Experiment 1: Window of Opportunity

To test for the age at which plants are most susceptible to root colonization, we introduced soil microbes to plant roots of different developmental stages. Plants were planted at time intervals to create cohorts of different ages in order to be able to apply the soil inoculum at one point in time, avoiding storage effects on the inoculum. Therefore, the only difference among the groups was the age at which they received microbial inoculum (for a more detailed description of the planting and harvesting setup, see Figure 1). At the time of inoculation, plants represented different life stages (seeds, seedlings, adult plants, budding plants, and flowering plants) and ages (0, 1, 7, 8, and 9 weeks old).

Schematic overview of Experiment 1: Window of opportunity. At each harvest, root samples of Setaria viridis were collected. Harvest 1 controls for community composition prior to inoculation and includes plants of representing different developmental stages (flowering, budding, non-reproducing mature plant, seedling, and seed). Harvest 2 was collected 2 weeks after inoculation to control for the length of exposure to the inoculum, and Harvest 3 was collected when the plant was 12 weeks old to control for the age of the plant.
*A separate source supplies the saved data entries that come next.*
PR #880, opened 2025-02-28
Improved: Replace printStacktrace() with Debug.logXXX (OFBIZ-13214)

mbrohl:
Removes all current occurences except those in starting classes.


nmalin:
Hello @mbrohl 
Any reason to not push your work in the code base ?

PR #883, opened 2025-03-06
Update best-bet behavior in ContentUrlTag.java

jovelromeo:
Explanation
If no.http is enable the best-bet behavior should probably be to use secure prefix.


JacquesLeRoux:
Thanks @jovelromeo,

It's OK with me. Apart for non functional changes, we a tradition of creating Jira issues. Could you please create one?
https://cwiki.apache.org/confluence/display/OFBIZ/OFBiz+Contributors+Best+Practices#OFBizContributorsBestPractices-HowtocreateaJiraissue
TIA

JacquesLeRoux:
BTW, I did not notice that you fixed the 18.12 branch. I consider this more as a bug than an improvement. So I'll merge in trunk and backport in 18.12 and 24.09.

JacquesLeRoux:
This has been handled with https://issues.apache.org/jira/browse/OFBIZ-13217
Please check it's OK with you, TIA

PR #984, opened 2026-03-14
Improved the code of ProgramExport and did the sandboxing/sanitising enhancements for the groovy script use.

ashishvijaywargiya:
Improved the code of ProgramExport and did the sandboxing/sanitising enhancements for the groovy script use. Used the SecureASTCustomizer to limit the user operations to the application and the database only.


golja:
CVE-2026-31388

PR #988, opened 2026-03-16
Fixed: Improve image upload handling by using file extensions for temporary files and ensuring safe copying of sanitized images

jacopoc:


golja:
CVE-2026-29226

PR #990, opened 2026-03-17
Fixed: Enhance temporary file handling for uploads by using original file extensions and ensuring safe copying of files

jacopoc:


golja:
CVE-2026-29226

PR #1033, opened 2026-03-26
Enable Develocity remote build cache

ribafish:
## Summary

Enable the Develocity remote build cache for all builds. Push is limited to CI (`GITHUB_ACTIONS`), so CI populates the cache and developers benefit from it on local builds.

The remote cache was explicitly disabled (`enabled = false`). This change sets `enabled = true` with `push = isCI`, following the standard Develocity configuration pattern.

### DIFF
--- a/settings.gradle
+++ b/settings.gradle
@@ -44,7 +44,8 @@ buildCache {
     }
 
     remote(develocity.buildCache) {
-        enabled = false
+        enabled = true
+        push = isCI
     }
 }
 


ribafish:
Hi @JacquesLeRoux , thank you for the update. No rush, I completely understand it's not a pressing issue, just a quality of life improvement 👍

jacopoc:
@ribafish Now that I’ve merged your other pull request #1028, which made the `test` task cache-friendly, we could also merge this pull request. Currently, our CI [workflow](https://github.com/apache/ofbiz-framework/blob/trunk/.github/workflows/gradle.yaml) runs:

`./gradlew check javadoc`

However, our goal is to switch to the following as soon as we resolve some build issues:

`./gradlew pullAllPluginsSource check javadoc loadAll testIntegration`

My only concern is that merging this PR before we understand and fix the issues preventing us from running the new tasks might make it more difficult to debug why they fail on CI but succeed locally. Moreover, since `loadAll` is not currently cache-friendly, enabling it may again lead to a significant number of cache misses.

I’ll try to investigate these issues, but if you have any advice, please let me know. Thank you in advance!

PR #1043, opened 2026-03-31
Improved: introduce and use a new label for product receipts with zero accepted and rejected units (OFBIZ-13376)

golja:
This PR improves the message displayed when a receipt has both accepted and rejected quantities set to zero.


JacquesLeRoux:
Thanks Anihita, sounds quite good to me. I push both PRs and will test after (should not be any issue)

JacquesLeRoux:
Ah, I already pushed https://github.com/apache/ofbiz-framework/pull/1027

PR #1050, opened 2026-04-03
Fixed: Resolve test errors in framework-only deployments by adding spring-web dependency

jacopoc:
Added spring-web version 6.2.17 to dependencies.gradle.

SimpleMethodTest (in the main source set of framework/testtools) statically initializes MockHttpServletResponse, which at class-load time references org.springframework.http.MediaType from spring-web. spring-web was never declared as a direct dependency, it was only arriving transitively via the LDAP plugin's CAS dependency. Without any plugins, it's missing from the classpath.


JacquesLeRoux:
Hi Jacopo,

I found the same yesterday http://shibboleth.net/pipermail/commits/2015-October/022972.html
As it was a bit old I had a doubt.

PR #1055, opened 2026-04-03
Improved: Remove gradle-wrapper.jar from the repository and enhance the init-gradle-wrapper scripts to download and verify the version specified in gradle-wrapper.properties

jacopoc:
This change simplifies gradlew upgrades (no longer requiring updates to the scripts or recomputation of file hashes) and improves repository quality by removing the binary file (gradle-wrapper.jar). The behavior of init-gradle-wrapper.sh and init-gradle-wrapper.ps1 is now consistent.

The init-gradle-wrapper.sh and init-gradle-wrapper.ps1 scripts now:

* download only gradle-wrapper.jar
* parse the version from gradle-wrapper.properties (no hardcoded version in the scripts)
* fetch the SHA-256 from services.gradle.org and verify it
* correctly detect when the JAR already exists and fetch SHA, warn-and-continue if unreachable, exit if match, re-download if mismatch
* accept arguments:
** --help: prints usage + full upgrade workflow, then exits
** --upgrade: sets a flag that triggers "./gradlew wrapper" at both success exit points (jar-already-valid and freshly-downloaded-and-verified)
** unknown arguments produce an error with a pointer to --help


JacquesLeRoux:
I'll review and especially test, maybe today, else tmrw.
I'm currently blocked (Win7) and I'll maybe be blocked when testing, let's see...

JacquesLeRoux:
OK, as I supposed, I'm definitely blocked. Windows 7 supports only Gradle 8.11 and npm 13.14.0.
As it's my choice, I'll bypass the issue with a script (several actually), like I did for npm years ago.
It's great that you handled the init-gradle-wrapper.ps1 scripts!

BTW, I got another issue on Ubuntu 20.04 related to node in example. Cloning both repos fixed it.

JacquesLeRoux:
I let you handling https://github.com/apache/ofbiz-framework/pull/1052 ?

PR #1080, opened 2026-04-09
Upgrade the Gradle Wrapper used by release24.09 to version 8.14.4 (the same version as trunk) and fix code style issues

jacopoc:
By using the same version of the Gradle Wrapper in both trunk and release24.09, we can simplify the configuration of the CI/CD workflow.

Moreover, with the new version, the code style checks are more consistent between trunk and release24.09: this pull request  takes care of fixing the style issues on release24.09 by backporting the fixes from trunk.


JacquesLeRoux:
I totally agree

PR #1131, opened 2026-04-23
Fixed: sendInvoicePerEmail fails with MissingMethodException (OFBIZ-13388)

arashpreet0011:
JIRA: https://issues.apache.org/jira/browse/OFBIZ-13388

   Fixes the MissingMethodException thrown when sendInvoicePerEmail
   runs asynchronously. See JIRA for full stack trace and reproduction.

### DIFF
--- a/applications/accounting/src/main/groovy/org/apache/ofbiz/accounting/invoice/InvoiceServicesScript.groovy
+++ b/applications/accounting/src/main/groovy/org/apache/ofbiz/accounting/invoice/InvoiceServicesScript.groovy
@@ -326,13 +326,13 @@ Map cancelInvoice() {
  * @return Success response
  */
 Map sendInvoicePerEmail() {
+    Map ctx = [*: parameters,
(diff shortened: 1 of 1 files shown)


applications/accounting/src/main/groovy/org/apache/ofbiz/accounting/invoice/InvoiceServicesScript.groovy
```diff
@@ -564,7 +563,7 @@ Map addTaxOnInvoice() {
         addTaxMap.itemAmountList << totalAmount
         addTaxMap.itemPriceList << it.amount
         addTaxMap.itemQuantityList << it.quantity
-        addTaxMap.itemShippingList << BigDecimal.ZERO
+        addTaxMap.itemShippingList << 0
```
vyasdevanshu, line 566: This change is out of context of the ticket fix. 
Is there any specific reason to include this in the current changes?

PR #1159, opened 2026-05-04
Fixed: Add file path verifications to Webtools Entity Import/Export and improve redirection checks for URL DataResources

jacopoc:
Many thanks to icysun (icysun@qq.com) for the thorough analysis and valuable suggestions to improve the robustness of Entity data import/export processing and URL DataResource rendering.


icysun:
thanks

PR #512, opened 2018-01-11
Add Iterant.dropWhileWithIndex

### LINKED ISSUE #496: Add Iterant.dropWhileWithIndex
Similar with the `Observable` equivalent, drops the longest prefix of elements that satisfy the given predicate:

```scala
  // ...
  def dropWhileWithIndex(p: (A, Int) => Boolean)(implicit F: Sync[F]): Iterant[F, A]
}
```

For inspiration see the implementation of [DropByPredicateWithIndexOperator](https://github.com/monix/monix/blob/v3.0.0-M3/monix-reactive/shared/src/main/scala/monix/reactive/internal/operators/DropByPredicateWithIndexOperator.scala), which is for `Observable`.

Avasil:
Fixes #496.

### DIFF
--- a/monix-tail/shared/src/main/scala/monix/tail/internal/IterantDropWhileWithIndex.scala
+++ b/monix-tail/shared/src/main/scala/monix/tail/internal/IterantDropWhileWithIndex.scala
@@ -1,0 +1,93 @@
+/*
+ * Copyright (c) 2014-2018 by The Monix Project Developers.
+ * See the project homepage at: https://monix.io
+ *
+ * Licensed under the Apache License, Version 2.0 (the "License");
+ * you may not use this file except in compliance with the License.
+ * You may obtain a copy of the License at
+ *
+ *     http://www.apache.org/licenses/LICENSE-2.0
+ *
+ * Unless required by applicable law or agreed to in writing, software
+ * distributed under the License is distributed on an "AS IS" BASIS,
+ * WITHOUT WARRANTIES OR CONDITIONS OF ANY KIND, either express or implied.
+ * See the License for the specific language governing permissions and
+ * limitations under the License.
+ */
+
+package monix.tail.internal
+
+import cats.effect.Sync
+import cats.syntax.all._
+import monix.execution.misc.NonFatal
+import monix.tail.Iterant
+import monix.tail.Iterant.{Halt, Last, Next, NextBatch, NextCursor, Suspend}
+import monix.tail.batches.BatchCursor
+import scala.annotation.tailrec
+
+private[tail] object IterantDropWhileWithIndex {
+  /**
+    * Implementation for `Iterant#dropWhileWithIndex`
+    */
+  def apply[F[_], A](source: Iterant[F, A], p: (A, Int) => Boolean)
+                    (implicit F: Sync[F]): Iterant[F, A] = {
+
+    // Reusable logic for NextCursor / NextBatch branches
+    @tailrec
+    def evalCursor(ref: F[Iterant[F, A]], cursor: BatchCursor[A], rest: F[Iterant[F, A]],
+                   stop: F[Unit], dropped: Int, index: Int, continueDropping: Boolean): Iterant[F, A] = {
+      if (!cursor.hasNext())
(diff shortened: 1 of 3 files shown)


monix-tail/shared/src/main/scala/monix/tail/internal/IterantDropWhileWithIndex.scala
```diff
@@ -0,0 +1,93 @@
...
+  /**
+    * Implementation for `Iterant#dropWhileWithIndex`
+    */
+  def apply[F[_], A](source: Iterant[F, A], p: (A, Int) => Boolean)
+                    (implicit F: Sync[F]): Iterant[F, A] = {
+
+    // Reusable logic for NextCursor / NextBatch branches
+    @tailrec
+    def evalCursor(ref: F[Iterant[F, A]], cursor: BatchCursor[A], rest: F[Iterant[F, A]],
+                   stop: F[Unit], dropped: Int, index: Int, continueDropping: Boolean): Iterant[F, A] = {
```
alexandru: Personal pet peeve, but I don't like things dangling like that to the right and the codebase is pretty consistent in that regard. This would be better:

```scala
    def evalCursor(
      ref: F[Iterant[F, A]], cursor: BatchCursor[A], rest: F[Iterant[F, A]],
      stop: F[Unit], dropped: Int, index: Int, continueDropping: Boolean): Iterant[F, A] = { 

      // ....
```

monix-tail/shared/src/main/scala/monix/tail/internal/IterantDropWhileWithIndex.scala
```diff
@@ -0,0 +1,93 @@
...
+        else
+          Next(elem, rest.map(loop(index, continueDropping = false)), stop)
+      }
+    }
+
+    def loop(index: Int, continueDropping: Boolean)(source: Iterant[F, A]): Iterant[F, A] = {
+      try source match {
+        case ref@Next(item, rest, stop) =>
+          if (continueDropping && p(item, index)) Suspend(rest.map(loop(index + 1, continueDropping = true)), stop)
+          else ref
```
alexandru: Another personal pet peeve — that line is too long, so something like this maybe?

```scala
if (continueDropping && p(item, index)) 
  Suspend(rest.map(loop(index + 1, continueDropping = true)), stop)
else 
  ref 
```

monix-tail/shared/src/main/scala/monix/tail/internal/IterantDropWhileWithIndex.scala
```diff
@@ -0,0 +1,93 @@
...
+      else if (dropped >= cursor.recommendedBatchSize)
+        Suspend(ref.map(loop(index, continueDropping)), stop)
+      else {
+        val elem = cursor.next()
+        if (continueDropping && p(elem, index))
+          evalCursor(ref, cursor, rest, stop, dropped + 1, index + 1, continueDropping)
+        else if (cursor.hasNext())
+          Next(elem, ref.map(loop(index, continueDropping = false)), stop)
+        else
+          Next(elem, rest.map(loop(index, continueDropping = false)), stop)
```
alexandru: So, all of this looks good, however I believe you can simplify it a little - correct me if I'm wrong ...

This law applies:

```scala
ref.map(loop(index, continueDropping = false)) <-> ref
```

Once `continueDropping` becomes `false` the predicate `p` is no longer called and you no longer drop any events, correct? This means that you can just return `ref` or `rest` without the `.map(loop(...))`.

This also means that you can get rid of `continueDropping` completely. You assume that you have to drop all elements, until the predicate becomes `false`, at which point you just return whatever you have left, but without the `.map(loop(...))`.

alexandru:
Hey @Avasil, sorry about the style-related comments — one of these days I'll configure a code formatting plugin. I resisted until now due to code formatting plugins not doing a very good job, plus I disagree with some standard practices 😀

But until then I have to annoy people in code reviews.

Avasil:
@alexandru No problem, code formatting could be nice because despite doing my best to follow codebase style I don't always get it right and one instinctive ```ctrl + alt + l``` in IntelliJ can ruin it :D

The age of the plants at the time of harvest is listed in the diagram.

Before inoculation, one-third of the plants from all age categories were harvested to determine root microbial communities before inoculation (Harvest 1; for a detailed summary of how many samples were acquired and retained from each harvest, see Supplementary Table S1). The remaining plants were inoculated with a soil-slurry consisting of soil collected from the top 20 cm of rhizosphere soil of a single mature wild specimen of Setaria viridis (growing at University of British Columbia – Okanagan campus; 49.939975N, -119.399264W) and autoclaved de-ionized water. Briefly, collected soil was mixed with 250 ml water and sieved through a 2-mm mesh before 1 ml was applied to the rock wool plugs of the plants.

Around 2 weeks after inoculation, half of the remaining plants were harvested to control for the length of exposure to soil (Harvest 2). Roots were collected for DNA extraction (described below). The remaining plants were grown until they reached a total of 12 weeks of age (i.e., 3, 4, 5, 11, or 12 weeks after inoculation; Harvest 3) after which they were harvested and sampled for root communities. By 12 weeks, all plants were mature plants that had not yet started to senesce.